E durante todas estas adversidades, nunca os seus homens se perturbavam ou se lamentavam, cientes que estavam da grandiosidade da tarefa e enormemente animados e inspirados pelo seu líder.

Bolívar morreu há 181 anos. Não foi possível apagar-lhe da história o nome. Mas pouco sabem os contemporâneos da sua vida e obra. Daí a surpresa provocada na Europa pela reivindicação do projecto bolivariano pelo venezuelano Hugo Chávez (actual presidente da Venezuela e muito polémico, devido às suas inclinações claramente anti-capitalistas).

Assim como todos os verdadeiros grandes líderes da história, ora reconhecidos, ora não compreendidos, Simón Bolívar, olha com horror do alto das estátuas em sua honra erigidas (não só em muitas cidades americanas, mas também europeias), o seu amado continente cada vez mais dividido, cada vez mais pobre, cada vez mais debilitado e pronto a ser depredado pelos necrófagos do costume.

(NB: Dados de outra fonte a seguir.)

Issue #2660, opened 2024-09-27
Option to let Fresh respect `X-Forwarded-*` headers?


dahlia:
I'd like to run Fresh behind a reverse proxy for both development and production. However, currently Fresh does not respect `X-Forwarded-*` headers, so when I try to get `ctx.url` it returns an `http://` URL instead of `https://` URL even though an `X-Forwarded-Proto: https` header is provided.

So, it would be nice if `App.listen()` has an option to let Fresh respect `X-Forwarded-Proto` and `X-Forwarded-Host` headers. Would it be a good idea? If so, I'd like to send a pull request.

bartlomieju:
Still not implemented — `ctx.url` is constructed directly from `req.url` (line 402 in `app.ts`) with no `X-Forwarded-*` header processing.

**Workaround**: Use a middleware to override `ctx.url` based on the forwarded headers:

```ts
app.use((ctx) => {
  const proto = ctx.req.headers.get("X-Forwarded-Proto");
  const host = ctx.req.headers.get("X-Forwarded-Host");
  if (proto) ctx.url.protocol = proto + ":";
  if (host) ctx.url.host = host;
  return ctx.next();
});
```

This should be placed before any other middleware that reads `ctx.url`.

Leaving open as a feature request — a built-in `trustProxy` option on `App` or `app.listen()` would be the proper solution.

PR #2663, opened 2024-09-30
Add `behindProxy` option to `App.listen()`

dahlia:
Addresses <https://github.com/denoland/fresh/issues/2660>.

The `behindProxy` option lets Fresh respect `X-Forwarded-Proto`, `X-Forwarded-Host`, `X-Forwarded-Port`, and `X-Forwarded-For` headers (if any).  This is useful when Fresh is behind a reverse proxy like nginx or Caddy.

### DIFF
--- a/src/app.ts
+++ b/src/app.ts
@@ -35,15 +35,24 @@ const DEFAULT_NOT_ALLOWED_METHOD = () => {
   throw new HttpError(405);
 };
 
+export interface HandlerOptions {
+  /**
+   * Whether to respect `X-Forwarded-Proto`, `X-Forwarded-Host`,
+   * `X-Forwarded-Port`, and `X-Forwarded-For` headers.  This is useful when
+   * Fresh is behind a reverse proxy like Nginx or Caddy.
+   * @default {false}
+   */
+  behindProxy?: boolean;
+}
+
 export type ListenOptions =
   & Partial<
     Deno.ServeTcpOptions & Deno.TlsCertifiedKeyPem
   >
+  & HandlerOptions
   & {
     remoteAddress?: string;
   };
-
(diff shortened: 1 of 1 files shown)


marvinhagemeister (commented):
Thanks for making a PR. I feel like this is much better implemented as a middleware instead of a configuration option as it's not something everyone needs. With Fresh 2 the aim is to keep the config as minimal as possible.

dahlia:
@marvinhagemeister Does Fresh's middleware support replacing request objects? At first glance, it doesn't seem to support that.

marvinhagemeister:
Yes, to replace the `Request` object do this:

```ts
function proxyMiddleware(ctx) {
  const req =  new Request()
  
  // Replace current request
  ctx.req = req;
  ctx.url = new URL(req.url)
  
  return ctx.next()
}
```

dahlia:
Apparently [`FreshContext.req` is readonly](https://github.com/denoland/fresh/blob/e0f65319cd48753f5b9b4784f996a0eaf7e6ebff/src/context.ts#L36).

dahlia:
@marvinhagemeister Apparently [`FreshContext.req` is readonly](https://github.com/denoland/fresh/blob/e0f65319cd48753f5b9b4784f996a0eaf7e6ebff/src/context.ts#L36).  Should I suppress the TypeScript error and set `ctx.req` by force?

marvinhagemeister:
Let's remove the `readonly` in `FreshContext`.

dahlia:
> Let's remove the `readonly` in `FreshContext`.

@marvinhagemeister: Just opened a [separate pull request](https://github.com/denoland/fresh/pull/2751).

Issue #2658, opened 2024-09-24
`f-client-nav={false}` fails in islands


adamgreg:
In the Partials doc it says "Passing f-client-nav={false} disables client side navigation for all elements below the current node.". That gives the attribute value `"false"` in SSR (I guess due to special handling in `server/rendering/preact_hooks.ts` ), but if it is done in an island, the attribute is lost after hydration.

Currently (with Fresh 1.x) within an island the `f-client-nav` prop has to be set to `"false"` instead, which angers Typescript.

Could a boolean `false` be handled in a client-side Preact hook, or failing that could the type be extended to accept `"false"`?

marvinhagemeister:
Resolved by #2678

PR #2678, opened 2024-10-04
fix: `f-client-nav={false}` not working inside island

marvinhagemeister:
Fixes https://github.com/denoland/fresh/issues/2658


adamgreg:
Thanks a lot Marvin! It can't be easy finding time for these at the moment

Issue #2699, opened 2024-10-10
Docs: blockquote text not parsed as markdown


mackieburgess:
👋

The text inside blockquotes isn't being parsed as markdown: this means that – in mild instances – text which should be rendered as a codespan is instead displaying with backticks, and – in severe instances – codespans containing HTML are rendering as actual HTML, instead of being escaped (examples of both below).

Will put in a PR imminently :)

<img width="731" alt="Screenshot 2024-10-10 at 13 41 24" src="https://github.com/user-attachments/assets/1b4cf993-c68b-4fac-96aa-45d2a149d1f8">

<img width="725" alt="Screenshot 2024-10-10 at 13 41 39" src="https://github.com/user-attachments/assets/92ce6736-7810-45c0-9ba4-0c68803feb01">

monooleate:
After your recent commit, the info|warn|tip tags are still not functioning as expected. It seems that with your changes in markdown.ts, these tags will work if you modify the ADMISSION_REG constant by removing the "<" p ">" tag, like so: /^\[(info|warn|tip)\]:\s/. This adjustment should resolve the issue.

mackieburgess:
@monooleate ah yes, I can put this in as a separate PR.

marvinhagemeister:
Resolved with #2702

PR #2700, opened 2024-10-10
fix docs: blockquote text not parsed as markdown

mackieburgess:
See issue #2699.

Blockquote text now renders correctly as markdown.

Screenshot 2024-10-10 at 13 42 26

Screenshot 2024-10-10 at 13 42 47


marvinhagemeister (approved):
Sweet, thanks for fixing this 👍

PR #2704, opened 2024-10-11
fix: ensure file paths in snapshot.json uses /

### LINKED ISSUE #2703: [Fresh-v2] Building assets with subfolders fails on windows
When building Fresh v2 on Windows, using subfolders for `assets` seems to break when running the app in production after building. The reason seems to be inconsistent paths with `\\`:

```json
  "staticFiles": {
    "/images\\logo.svg": {
      "hash": "1e0b7aa79648883158742ec4f064980898c4c8feff0c3300b8c7ea4485ef1354",
      "generated": false
    },
```

Trying to fetch `/images/logo.svg` just gives a HTTP 404 error.

## Reproduction

1. Initialize a Fresh project
    ```bash
    deno run -Ar jsr:@fresh/init@2.0.0-alpha.22
    ```
2. Move the `assets/logo.svg` to `assets/images/svg.logo`
3. Update `routes/index.tsx` with updated image path
4. Build Fresh with `deno task build`
5. Start prod server with `deno task start`
6. Link to image is broken

csvn:
Avoids `\\\\` paths ending up in `snapshot.json` when using `deno task build` on Windows. Backslashes do not which pathnames in URLs, so these assets are not returned.

Closes #2703

### DIFF
--- a/src/dev/dev_build_cache.ts
+++ b/src/dev/dev_build_cache.ts
@@ -1,5 +1,6 @@
 import type { BuildCache, StaticFile } from "../build_cache.ts";
 import * as path from "@std/path";
+import { SEPARATOR as WINDOWS_SEPARATOR } from "@std/path/windows/constants";
 import type { ResolvedFreshConfig } from "../config.ts";
 import type { BuildSnapshot } from "../build_cache.ts";
 import { encodeHex } from "@std/encoding/hex";
@@ -174,7 +175,7 @@ export class DiskBuildCache implements DevBuildCache {
 
   addUnprocessedFile(pathname: string): void {
     this.#unprocessedFiles.set(
-      pathname,
+      pathname.replaceAll(WINDOWS_SEPARATOR, "/"),
       path.join(this.config.staticDir, pathname),
     );
   }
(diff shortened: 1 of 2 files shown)


src/dev/dev_build_cache.ts
```diff
@@ -174,7 +175,7 @@ export class DiskBuildCache implements DevBuildCache {
 
   addUnprocessedFile(pathname: string): void {
     this.#unprocessedFiles.set(
-      pathname,
+      pathname.replaceAll(WINDOWS_SEPARATOR, "/"),
```
csvn, line 178: I don't know if there is a "better" way to normalize file system paths to URL-like paths. This seems to work at least, since manually replacing `\\` with `/` in my `snapshot.json` locally fixes the issue.

csvn:
I think perhaps the `.addProcessedFile()` will produce the same error, but I only fixed this for the "Un"-processed files.

marvinhagemeister (approved):
Sweet, great catch! Love that you added a test as well!

src/dev/dev_build_cache.ts
marvinhagemeister: Seems fine to me.

PR #2712, opened 2024-10-15
www: Fix block quotes not rendering links

efekrskl:
- Fixes a bug where block quotes were not able to properly render URLs in docs (e.g. Info section at https://fresh.deno.dev/docs/getting-started/create-a-route)
- Replaces existing JSX docs url with the suggested, up-to-date docs url

image


marvinhagemeister (approved):
Good catch, thanks for fixing this!

PR #2717, opened 2024-10-17
chore: update 1.x versions

felix-schindler:
Documentation and update script are both still at 1.7.2 even tho [1.7.3](https://github.com/denoland/fresh/releases/tag/1.7.3) has been released to make fresh compatible with deno v2


marvinhagemeister (approved):
Whoops, good catch! Thanks for fixing this.

PR #2725, opened 2024-10-20
docs: fix broken links

marsbird:
This PR:
1. fixes two broken links in the Getting Started documentation
2. updates the link to React's JSX docs to the lastest documentation; (the existing link leads to documentation that is no longer updated)

Screenshot of the broken links - even though they work correctly when viewing the markdown files, they break when rendered in the browser because they're both inside an info block, which breaks the internal link.
Screenshot 2024-10-19 at 10 37 56 PM

Screenshot of the warning seen at the existing JSX link https://react.dev/learn/writing-markup-with-jsx
[
Screenshot 2024-10-19 at 10 41 28 PM
](url)

### DIFF
--- a/docs/latest/getting-started/create-a-route.md
+++ b/docs/latest/getting-started/create-a-route.md
@@ -29,10 +29,11 @@ this, one needs to create a new `routes/about.tsx` file. In this file, we can
 declare a component that should be rendered every time a user visits the page.
 This is done with JSX.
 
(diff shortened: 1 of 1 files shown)


marvinhagemeister:
Thanks for your PR. Looks like this was caused by a markdown parsing error. That error was addressed in https://github.com/denoland/fresh/pull/2712and made the links work. Seeing that it's already fixed I'm going to close this one.

PR #2738, opened 2024-10-27
fix(jsonify): parse returning undefined instead of the number

### LINKED ISSUE #2736: jsonify parse -1 into undefined
both in **main** and **jsr:@fresh/core@2.0.0-alpha.23**

here a testing case for jsonify stringify_test.ts
```
Deno.test("stringify - Map with", () => {
  expect(stringify({ foo: -1 }))
    .toEqual(
      '[{"foo":1},-1]',
    );
});
```

while testing in parse_test.ts, it failed expecting `{ foo: undefined }`
```
Deno.test("parse - -1 as undefined", () => {
  expect(parse(`[{"foo":1},-1]`)).toEqual({ foo: -1 });
});
```
//

DevJoaoLopes:
close #2736


src/jsonify/parse.ts
```diff
@@ -149,8 +153,8 @@ function unpack(
     hydrated[idx] = actual;
 
     const keys = Object.keys(current);
-    for (let i = 0; i < keys.length; i++) {
-      const key = keys[i];
```
marvinhagemeister: This change isn't necessary to fix the issue. As a side not in most browsers using a standard for loop is still much faster on arrays than a `for-of` loop.

src/jsonify/parse.ts
```diff
@@ -30,9 +30,13 @@ function unpack(
   custom: CustomParser | undefined,
 ): void {
   if (idx in hydrated) return;
-
+  
   const current = arr[idx];
   if (typeof current === "number") {
+    if(idx !== 0) {
```
marvinhagemeister: Running `deno fmt` should resolve the formatting 👍

marvinhagemeister (commented):
Great catch, thanks for making a PR.

src/jsonify/parse.ts
DevJoaoLopes: @marvinhagemeister Perfectly, I will remove this part from the implementation :smile:

src/jsonify/parse.ts
DevJoaoLopes: Thanks for the comment, I'll do it 👍

DevJoaoLopes:
Taking advantage, I would like to know if it would be possible to join the list of contributors to the project. I've been using deno and fresh in my daily life and I've been trying more and more to contribute here. What do you think @marvinhagemeister ?

DevJoaoLopes:
@marvinhagemeister Can we merge this PR?

DevJoaoLopes:
@marvinhagemeister @lucacasonato  How can we proceed with this PR :smile: ?

DevJoaoLopes:
@marvinhagemeister @lucacasonato Can you take a look at this MR if it still makes sense please?

marvinhagemeister:
Apologies, looks like this was addressed in https://github.com/denoland/fresh/pull/2790

PR #2763, opened 2024-11-14
fix: default get route middleware

lucacasonato:


thegaryroberts:
@lucacasonato you were usurped by https://github.com/denoland/fresh/pull/2807

PR #2767, opened 2024-11-18
Update running-locally.md

prjctimg:
Fixed an anomaly with the tense. It read '...change' instead of 'changing'


marvinhagemeister (approved):
Thanks!

iuioiua (approved):

PR #2786, opened 2024-12-09
feat: add open telemetry instrumentation

lucacasonato:
This commit adds some useful automatic instrumentation for when users are using `--unstable-otel`:

- Fresh renames the span for incoming HTTP requests to `$METHOD $ROUTE` and the `http.route` attribute is added.
- Fresh creates a span around FS route handlers, showing whether they returned a response or data.
- Fresh creates a span around async components, showing how long they took to execute.
- Fresh adds a span around preact rendering, showing how long rendering takes.
- Fresh adds a span around static file serving, showing how long it took and whether there were requests without a cache bust key.

We can improve this in the future with more telemetry, such as metrics.


deno.lock
```diff
@@ -1,75 +1,88 @@
 {
```
lucacasonato, line 1: My previous PR accidentally removed all test dependencies from the lock file :sweat:

marvinhagemeister (approved):
LGTM

PR #2792, opened 2024-12-16
fix(router): exclude route groups in scoring for sorting

marvinhagemeister:
This PR fixes an issue in the route sorting logic when comparing a route segment with a group vs a segment without one.

- `/(app)/[org]/[app]/index.ts`
- `/auth/login.ts`

When determing the order of these two routes we need to skip over the `(app)` group to the next non-group segment. This ensures that we are only scoring actual segments with each other and non-existing ones.


lucacasonato (approved):
LGTM, thanks

PR #18, opened 2017-12-04
Fix exclude vendor folder

bestplay:
Think about :
vendor/xxx.go
xxx/vendor/xxx.go


easonlin404:
LGTM. Thanks all for your contributions. 😄

PR #27, opened 2018-01-10
add more golang build-in Numeric types support by swagger.

xykong:
add type support by golang and swagger

+// reference: https://swagger.io/docs/specification/data-models/data-types/
+// reference: https://golang.org/ref/spec#Numeric_types


xykong:
The code is mismatch with go import path, I'll create new one.

PR #37, opened 2018-01-24
Transfer float32 and float64 to number type

codebear4:


easonlin404:
@codebear4 why do you want to transfer float32 and float64 to number type?

codebear4:
Now the `swag init` command generate `float64` field as same as it is in the `docs.go`, then the Swagger UI parse the `float64` type as "Unknown Type: float64"。So I think the `number` type should be fit for the `float64` and `float32` types in Golang.
snipaste_2018-01-24_20-01-05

É interessante fazer referência a apontamentos da época que dizem que com a morte de Bolívar, morre também o seu ideal de Estado (claramente “Kshatrya”) e nasce um ideal oligárquico, assente em bases puramente mercantilistas, prova dos pequenos ciclos de sucessão política, que estão inseridos dentro dos grandes ciclos históricos.

Depois de ter sido presidente de cinco países, ter travado conhecimento com alguns dos notáveis da sua época e ter percorrido dezenas de milhares de quilómetros na sua estóica epopeia, acaba por morrer de tuberculose, abandonado e na miséria, no que pode ser considerado como a derradeira prova da sua resistência perante as adversidades da vida, prova vencida e último passo antes de ser colocado no panteão dos imortais. Ainda subsiste uma lendária sobrevivente desta época áurea: o “Samán de Güere”, nome indígena de uma acácia milenária, de espécie rara, e que serviu de sombra a muitos batalhões inteiros, pois diz-se que a sua copa, quando repleta de folhas, abrangia uma extensa área, tão grande, que chegava a parecer um conjunto de árvores. Assim foi Simón Bolívar, vasto, transbordando o seu copo, transformado em legado que ainda aguarda continuidade.